Nothing hard, nothing terribly interesting, and certainly not anything you couldn't do another way, but, it's almost certainly true that this layer of application infrastructure is totally orthogonal to whatever you application is actually doing, so you should focus on that, and probaly use something like Gimliet.

Background

I'm using the term HTTP/JSON APIs for services where you send and recive JSON data over HTTP. Sometimes people call these REST APIs, and that's not inaccurate, but I think REST is a bit more complicated, and not exactly the core paradigm that I'm pursuing with Gimlet.

Sending and reviving JSON over HTTP makes a lot of sense: there are great tools for parsing JSON and HTTP is a decent high level protocol for interprocess communication between simple data applications. Look up "microservices" at your leisure.

Go is a great language for this it has a lot of tooling that anticipates these kinds of applications, and the deployment model is really friendly to operations teams and systems. Also the static

typing and reasonable separation of private and public interfaces is particularly lovely.

So it should be no surprise that there are a lot tools for building stweb applications, frameworks even.

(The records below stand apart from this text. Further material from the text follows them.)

PR #5352, opened 2023-12-27
fix(progress): progress buffer defaults to 0

### LINKED ISSUE #5251: Ignore Linear Progress' Buffer unless it is set?
### What is affected?

Component

### Description

Right now, `<md-linear-progress>` has its `buffer` value default to 1 and if we set `max` to any other value (usually 100 or the number of steps to process, number of files to copy for example), we have to set `buffer` to the same value as well. I think we should not have to worry about `buffer` value unless we actually want to and manually specify it.

While this would be a breaking change, I don't think anyone is having a special case where `buffer` should be at 1 without `max` is also 1.

### Reproduction

[Lit Playground](https://lit.dev/playground/#project=W3sibmFtZSI6InNpbXBsZS1ncmVldGluZy50cyIsImNvbnRlbnQiOiJpbXBvcnQgXCJAbWF0ZXJpYWwvd2ViL2FsbFwiOyJ9LHsibmFtZSI6ImluZGV4Lmh0bWwiLCJjb250ZW50IjoiPCFET0NUWVBFIGh0bWw-XG48aGVhZD5cbiAgPHNjcmlwdCB0eXBlPVwibW9kdWxlXCIgc3JjPVwiLi9zaW1wbGUtZ3JlZXRpbmcuanNcIj48L3NjcmlwdD5cbjwvaGVhZD5cbjxib2R5PlxuICA8bWQtbGluZWFyLXByb2dyZXNzIG1heD1cIjNcIiB2YWx1ZT1cIjBcIj48L21kLWxpbmVhci1wcm9ncmVzcz5cbjwvYm9keT5cbiJ9LHsibmFtZSI6InBhY2thZ2UuanNvbiIsImNvbnRlbnQiOiJ7XG4gIFwiZGVwZW5kZW5jaWVzXCI6IHtcbiAgICBcImxpdFwiOiBcIl4zLjAuMFwiLFxuICAgIFwiQGxpdC9yZWFjdGl2ZS1lbGVtZW50XCI6IFwiXjIuMC4wXCIsXG4gICAgXCJsaXQtZWxlbWVudFwiOiBcIl40LjAuMFwiLFxuICAgIFwibGl0LWh0bWxcIjogXCJeMy4wLjBcIlxuICB9XG59IiwiaGlkZGVuIjp0cnVlfV0) where a `max` value is set to 3 and now the buffer runs from 2 to 3:

image

### Workaround

If approved, the current source code can easily be changed to accomplish this:

- Change the `buffer` property to allow `undefined`:

```diff
export class LinearProgress extends Progress {
  /**
   * Buffer amount to display, a fraction between 0 and `max`.
   */
- @property({type: Number}) buffer = 1;
+ @property({type: Number}) buffer: number | undefined = undefined;
```

- Update `dotStyles`, the only place that uses `buffer` for now:

```diff
    const dotStyles = {
      transform: `scaleX(${
-       (this.indeterminate ? 1 : this.buffer / this.max) * 100
+       (this.indeterminate ? 1 : (this.buffer ?? this.max) / this.max) * 100
      }%)`,
    };
```

With the above code, adding and removing `buffer` attribute works as intended too: removing `buffer` HTML attribute sets `buffer` value to `undefined` and the buffer bar doesn't show up again.

### Is this a regression?

### Affected versions

1.0.1

N/A

datvm:
Fix #5251 .

```html
    <md-linear-progress value="10" max="100"></md-linear-progress>    
    <md-linear-progress value="10" buffer="50" max="100"></md-linear-progress>
```

image

### DIFF
--- a/progress/internal/linear-progress.ts
+++ b/progress/internal/linear-progress.ts
@@ -42,7 +42,7 @@ export class LinearProgress extends Progress {
     // Only display dots when visible - this prevents invisible infinite
     // animation.
     const hideDots =
-      this.indeterminate || !hasBuffer || this.value >= this.max;
+      this.indeterminate || !hasBuffer || bufferValue >= this.max || this.value >= this.max;
     return html`
       <div class="dots" ?hidden=${hideDots}></div>
       <div class="inactive-track" style=${styleMap(dotStyles)}></div>
--- a/progress/internal/linear-progress.ts
+++ b/progress/internal/linear-progress.ts
@@ -16,9 +16,9 @@ import {Progress} from './progress.js';
 export class LinearProgress extends Progress {
   /**
    * Buffer amount to display, a fraction between 0 and `max`.
-   * If negative, the buffer is not displayed.
+   * If the value is 0 or negative, the buffer is not displayed.
    */
-  @property({type: Number}) buffer = -1;
+  @property({type: Number}) buffer = 0;
 
   // Note, the indeterminate animation is rendered with transform %'s
   // Previously, this was optimized to use px calculated with the resizeObserver
@@ -29,17 +29,20 @@ export class LinearProgress extends Progress {
         (this.indeterminate ? 1 : this.value / this.max) * 100
       }%)`,
     };
+
+    const bufferValue = Math.min(this.buffer ?? 0, this.max);
+    const hasBuffer = bufferValue > 0;
+
+    const dotSize = this.indeterminate || !hasBuffer ? 1 : bufferValue / this.max;
+
     const dotStyles = {
-      transform: `scaleX(${
-        // == null is used to check for both null and undefined when buffer attribute is removed
-        (this.indeterminate || this.buffer == null || this.buffer < 0 ? 1 : this.buffer / this.max) * 100
-      }%)`,
+      transform: `scaleX(${dotSize * 100}%)`,
     };
 
     // Only display dots when visible - this prevents invisible infinite
     // animation.
     const hideDots =
-      this.indeterminate || this.buffer == null || this.buffer < 0 || this.buffer >= this.max || this.value >= this.max;
+      this.indeterminate || !hasBuffer || this.value >= this.max;
     return html`
       <div class="dots" ?hidden=${hideDots}></div>
       <div class="inactive-track" style=${styleMap(dotStyles)}></div>
--- a/progress/internal/linear-progress.ts
+++ b/progress/internal/linear-progress.ts
@@ -16,8 +16,9 @@ import {Progress} from './progress.js';
 export class LinearProgress extends Progress {
   /**
    * Buffer amount to display, a fraction between 0 and `max`.
+   * If negative, the buffer is not displayed.
    */
-  @property({type: Number}) buffer = 1;
+  @property({type: Number}) buffer = -1;
 
   // Note, the indeterminate animation is rendered with transform %'s
   // Previously, this was optimized to use px calculated with the resizeObserver
@@ -30,14 +31,14 @@ export class LinearProgress extends Progress {
     };
     const dotStyles = {
       transform: `scaleX(${
-        (this.indeterminate ? 1 : this.buffer / this.max) * 100
+        (this.indeterminate || this.buffer < 0 ? 1 : this.buffer / this.max) * 100
       }%)`,
     };
 
     // Only display dots when visible - this prevents invisible infinite
     // animation.
     const hideDots =
-      this.indeterminate || this.buffer >= this.max || this.value >= this.max;
+      this.indeterminate || this.buffer < 0 || this.buffer >= this.max || this.value >= this.max;
     return html`
       <div class="dots" ?hidden=${hideDots}></div>
       <div class="inactive-track" style=${styleMap(dotStyles)}></div>
--- a/progress/internal/linear-progress.ts
+++ b/progress/internal/linear-progress.ts
@@ -31,14 +31,15 @@ export class LinearProgress extends Progress {
     };
     const dotStyles = {
       transform: `scaleX(${
-        (this.indeterminate || this.buffer < 0 ? 1 : this.buffer / this.max) * 100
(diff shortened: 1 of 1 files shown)


progress/internal/linear-progress.ts
```diff
@@ -30,14 +31,14 @@ export class LinearProgress extends Progress {
     };
     const dotStyles = {
       transform: `scaleX(${
-        (this.indeterminate ? 1 : this.buffer / this.max) * 100
+        (this.indeterminate || this.buffer < 0 ? 1 : this.buffer / this.max) * 100
```
asyncLiz, line 34: Does `this.buffer <= 0` handle the null case correctly?

When `null`, it'll coerce to `0`. If a buffer is `0`, it won't display anyway.

datvm: @asyncLiz unfortunately not. `dotStyles` is evaluated to `scaleX(0%)` but `hideDots` is still evaluated to `false` so the whole buffer shows up after removing it:

image

image

I am making another commit to fix it soon.

datvm: New commit should now correctly handle removing `buffer` attribute. I am not sure if it's better to set its type to `number | null` because it reflects reality better and possibly saves us from some unintended bug in the future. Nevertheless you are more aware of the whole build process than me.

datvm:
@asyncLiz hi, anything else for this PR?

progress/internal/linear-progress.ts
```diff
@@ -30,14 +31,15 @@ export class LinearProgress extends Progress {
     };
     const dotStyles = {
       transform: `scaleX(${
-        (this.indeterminate ? 1 : this.buffer / this.max) * 100
+        // == null is used to check for both null and undefined when buffer attribute is removed
+        (this.indeterminate || this.buffer == null || this.buffer < 0 ? 1 : this.buffer / this.max) * 100
```
asyncLiz, line 35: This is starting to get hard to grok, let's split it out and simplify it.

```ts
// use ?? for null and undefined when the buffer attribute is removed.
const bufferValue = this.buffer ?? 0;
const hasBuffer buffer > 0;
const dotSize = this.indeterminate || !hasBuffer ? 1 : bufferValue / this.max;
const dotStyles = {
  transform: `scaleX(${dotSize * 100}%)`
};
```

progress/internal/linear-progress.ts
```diff
@@ -30,14 +31,15 @@ export class LinearProgress extends Progress {
...
       }%)`,
     };
 
     // Only display dots when visible - this prevents invisible infinite
     // animation.
     const hideDots =
-      this.indeterminate || this.buffer >= this.max || this.value >= this.max;
+      this.indeterminate || this.buffer == null || this.buffer < 0 || this.buffer >= this.max || this.value >= this.max;
```
asyncLiz, line 42: And use the new variables here

```ts
const hideDots =
  this.indeterminate || !hasBuffer || bufferValue >= this.max || this.value >= this.max;
```

progress/internal/linear-progress.ts
```diff
@@ -16,8 +16,9 @@ import {Progress} from './progress.js';
 export class LinearProgress extends Progress {
   /**
    * Buffer amount to display, a fraction between 0 and `max`.
+   * If negative, the buffer is not displayed.
```
asyncLiz, line 19: Hm, actually what about using `0` as the default value to indicate that there is no buffer? I think that makes more better sense than using negative to indicate it.

If there's 0 buffer after all, there is no buffer.

asyncLiz (changes requested):
Thank you for the ping! I lost track of this.

progress/internal/linear-progress.ts
datvm: @asyncLiz thanks, the latest commit should address the above suggestions

progress/internal/linear-progress.ts
```diff
@@ -28,16 +29,20 @@ export class LinearProgress extends Progress {
         (this.indeterminate ? 1 : this.value / this.max) * 100
       }%)`,
     };
+
+    const bufferValue = Math.min(this.buffer ?? 0, this.max);
```
asyncLiz, line 33: I'm not sure I entirely follow why we need `Math.min` here to change bufferValue to max. Is it to avoid `bufferValue >= this.max` for `const hideDots`?

datvm: Yes, so we do not need to worry about that logic with `dotStyles` anymore though I suppose the `hideDots` would take care of it anyway right?

asyncLiz: Yea I believe so. Do you mind not clamping it and keeping the `bufferValue >= this.max` check?

Semantically "bufferValue" as changed doesn't reflect `this.buffer`, it's really `bufferValueOrMax`. It's a bit confusing to read, and may inadvertently cause problems if future changes don't realize that nuance.

datvm: @asyncLiz sure I did in the last commit.

progress/internal/linear-progress.ts
```diff
@@ -28,16 +29,20 @@ export class LinearProgress extends Progress {
...
-        (this.indeterminate ? 1 : this.buffer / this.max) * 100
-      }%)`,
+      transform: `scaleX(${dotSize * 100}%)`,
     };
 
     // Only display dots when visible - this prevents invisible infinite
     // animation.
     const hideDots =
-      this.indeterminate || this.buffer >= this.max || this.value >= this.max;
+      this.indeterminate || !hasBuffer || this.value >= this.max;
```
asyncLiz, line 45: Last change I think! We still need the max check, `!hasBuffer || bufferValue >= this.max`

asyncLiz (changes requested):

progress/internal/linear-progress.ts
datvm: Oops 😬 sorry I forgot about that one after removing the previous one. It should be updated now.

asyncLiz (approved):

They're great, things like gorilla and negroni are great and provide a very useful set of tools for building Go web apps. Indeed even Gimlet uses components of each of these tools.

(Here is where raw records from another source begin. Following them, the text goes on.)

PR #5363, opened 2024-01-03
fix(button): add missing sass imports

jason2506:


asyncLiz:
I don't believe these files use Sass's list module, so the imports are not needed

asyncLiz (approved):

The issue, and reason for Gimlet, is that all of these tools assume that you're building a web application, with web pages, static resources, form handling, session state handling, and other things that are totally irrelevant to writing JSON/HTTP interfaces.

So then, Gimlet is a tool to build these kinds of APIs: simple, uses Negroni and Gorilla's mux, and does pretty much everything you need except actually write your code.

Example

Set up the app with some basic configuration:

import "github.com/tychoish/gimlet"

app := gimlet.NewApp()
app.SetPort(9001)
app.SetDefaultVersion(1)

This sets which port the HTTP server is going to listen for requests and configures the default version of the API. You do want all of your endpoints prefixed with "/v<number>" right? The default version of the API is also avalible without the prefix, or if the version of the route is 0. If you don't set it to 0.

Then register some routes:

app.AddRoute("/<path>").Version(<int>).Get().Handler(http.HandlerFunc)
app.AddRoute("/<path>").Version(<int>).Post().Handler(http.HandlerFunc)

app.AddRoute returns an API route object with a set of chainable methods for defining the routes. If you add multiple HTTP methods (GET POST and the like,) then Gimlet automatically defines multiple routes with the same handler for each method.

For handlers, I typically just write functions that take arguments from the top level context (database connections, application configuration, etc) and return``http.HandlerFunc`` objects. For example:

func helloWorld(config *Configuration) http.HandlerFunc {
     return func(w http.ResponseWriter, r *http.Request) {
          input := make(map[string]interface{})
          response := make(map[string]interface{})

          err := gimlet.GetJSON(input)

          // do stuff here

          gimlet.WriteJSON(w, response)
     }
}

Gimlet has the following functions that parse JSON out of the body of a request, or add JSON output to the body of a response, they are:

  • WriteJSONResponse(w http.ResponseWrite, code int, data interface{})
  • GetJSON(r *http.Request, data interface)

Which read or write data into the interface{} object (typically a struct.) The following three provide consistent response writers for common exit codes:

  • WriteJSON(w http.ResponseWriter, data interface{}) // 200
  • WriteErrorJSON(w http.ResponseWriter, data interface{}) // 400
  • WriteInternalErrorJSON(w http.ResponseWriter, data interface{}) // 500

Finally, when you've written your app, kick it all off, with the following:

err := app.Run()
if err != nil {
   fmt.Println(err)
   os.Exit(1)
}

And that's it. Enjoy, tell me in the comments or on the issues feed if you find something broken or confusing. Contribution welcome, of course.